A alta acompanha uma transformação cultural liderada pela geração Z, formada por jovens nascidos entre 1995 e 2010, que têm no cuidado com o corpo um novo símbolo de status. Se, entre os millennials, cabia trocar a noite pelo dia em festas regadas a álcool, a rotina dos mais novos mostra outra lógica.

Dados do Relatório Covitel de 2023 revelam que só 8,1% dos jovens de 18 a 24 anos consomem bebidas alcoólicas três ou mais vezes por semana, índice inferior ao de faixas etárias mais velhas, de 45 a 64 anos. Outra pesquisa recente, da consultoria MindMiners, aponta que 55% deles não bebem, o maior percentual entre todos os grupos de idade.

O mercado tem reagido rapidamente. Segundo o Anuário da Cerveja 2025, a produção de cerveja sem álcool no Brasil cresceu 536,9% em 2024. Paralelamente, academias, clínicas de estética e lojas de suplementos ampliaram presença em cidades como Bauru. O fenômeno tem relação direta com a forma como a geração Z passou a enxergar o sucesso.


Professora Jessica de Cássia Rossi (Foto: Arquivo Pessoal)

"Ela tem mais consciência sobre a importância de cuidar da saúde física e mental, até por ter passado por situações intensas como a pandemia de Covid-19 e instabilidades econômicas. Com muito acesso à informação, também é preocupada com alimentação saudável e sustentabilidade", afirma a professora da Unisagrado Jessica de Cássia Rossi, pesquisadora em comunicação e ciências sociais.

A crise sanitária, aliás, foi definitiva para a aceleração desta mudança, com impactos também sobre os hábitos de socialização. Em Bauru, festas diurnas se multiplicaram e casas tradicionais passaram a abrir e encerrar o expediente mais cedo, já que os frequentadores preferem chegar ao dia seguinte com energia para treinos e uma rotina de autocuidado.

INFLUÊNCIA

O fator econômico e a intensificação das interações sociais por meio digital, contudo, também pesam. "Essa geração não tem o mesmo poder aquisitivo das anteriores, por conta de instabilidades econômicas e mudanças nas relações trabalhistas.
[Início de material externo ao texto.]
PR #2132, opened 2020-12-23
Fixing README.md links

od-c0d3r:
After moving google-api-client into a subdirectory.


od-c0d3r:
@googlebot I signed it!

dazuma (approved):
Thanks!

PR #2342, opened 2021-01-09
Add cause's class to Google::Apis::Error message

mohamedhafez:
Knowing what the original error that was thrown was can be useful, and it would be nice to be able to know at a glance when one of these errors is raised.

### DIFF
--- a/google-apis-core/lib/google/apis/errors.rb
+++ b/google-apis-core/lib/google/apis/errors.rb
@@ -24,7 +24,7 @@ module Google
         @cause = nil
 
         if err.respond_to?(:backtrace)
-          super(err.message)
+          super("caused by #{err.class}: #{err.message}")
           @cause = err
         else
           super(err.to_s)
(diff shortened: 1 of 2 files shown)


mohamedhafez:
@googlebot I signed it!

bajajneha27:
Hi @mohamedhafez , thank you for opening this pull request. I'm trying to understand as to why this change is required. Is there anything specific you're trying to achieve?

mohamedhafez:
It would just be nice/useful to know what caused the error sometimes. You guys already include the `message` of the underlying exception for this reason, but but it would be nice to know the actual class of that underlying exception at a glance as well

bajajneha27:
If you have access to the error object, you can always get the class of it by using `class` method on it. Is there anything I'm missing here?

mohamedhafez:
Sure, in a rescue block I could always do `$!.cause.class` to find out the class of the underlying exception. I just think it's a nice convenience thing to know what the underlying exception class is in the `message` of the main exception object, so it's immediately obvious what went wrong. I mean that's why we are putting in the the cause's `message` in there right? Personally I think sometimes that's not enough to know exactly what went wrong, and this PR adds a little more context. But I suppose it comes down to taste, you are correct that the information is still available even without this PR

bajajneha27:
Hi @mohamedhafez ,
Sorry for the delay in response. While I understand what you mean and that makes sense but I also think that making this a general message won't be a good decision.

NivedhaSenthil:
Closing this PR as the cause is available in the error.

Além disso, tem muitas de suas necessidades atendidas por meio das redes sociais, aplicativos e plataformas de streaming. Então, muito do que conhecem sobre a realidade vem por meio destas ferramentas, em particular a partir da figura dos influenciadores, que estimulam, muitas vezes, o consumo de produtos do mercado wellness", detalha.

Assim, se antes ostentar uma marca de luxo era o sinal mais evidente de sucesso, hoje o que distingue os jovens é o acesso ao tempo livre, um privilégio no qual é possível buscar alcançar um corpo considerado esteticamente ideal, seja por meio de atividades físicas ou da realização de procedimentos estéticos.

Neste cenário, os influenciadores digitais ganham papel central, afirma a professora. "Eles exercem grande poder e se tornam referências de pessoas bem-sucedidas. O culto a uma vida fitness, com consumo de produtos saudáveis, tem sido uma nova forma de ostentação, um novo símbolo de status", observa a pesquisadora.

Riscos

Esse movimento liderado pela geração Z, embora positivo por estimular um estilo de vida mais saudável, pode gerar impactos negativos, como o foco excessivo em um padrão de beleza irreal, com desencadeamento de distúrbios alimentares ou estímulo ao uso irrestrito das chamadas 'canetas emagrecedoras' e de esteroides anabolizantes.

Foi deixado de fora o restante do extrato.